TRY IT =>
Word for word, copy out the records given below.

─── EXERCISE MATERIALS ───

Issue #9475, opened 2025-04-30
[VL][1.2] Multiple copies were created during serialization of broadcast columnar batches, resulting in excessive memory usage


wForget:
### Description

An OOM exception occurred during broadcast, but the input of the task was only 69.3 MiB.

───

EXERCISE ANSWER =>
Issue #9475, opened 2025-04-30
[VL][1.2] Multiple copies were created during serialization of broadcast columnar batches, resulting in excessive memory usage


wForget:
### Description

An OOM exception occurred during broadcast, but the input of the task was only 69.3 MiB.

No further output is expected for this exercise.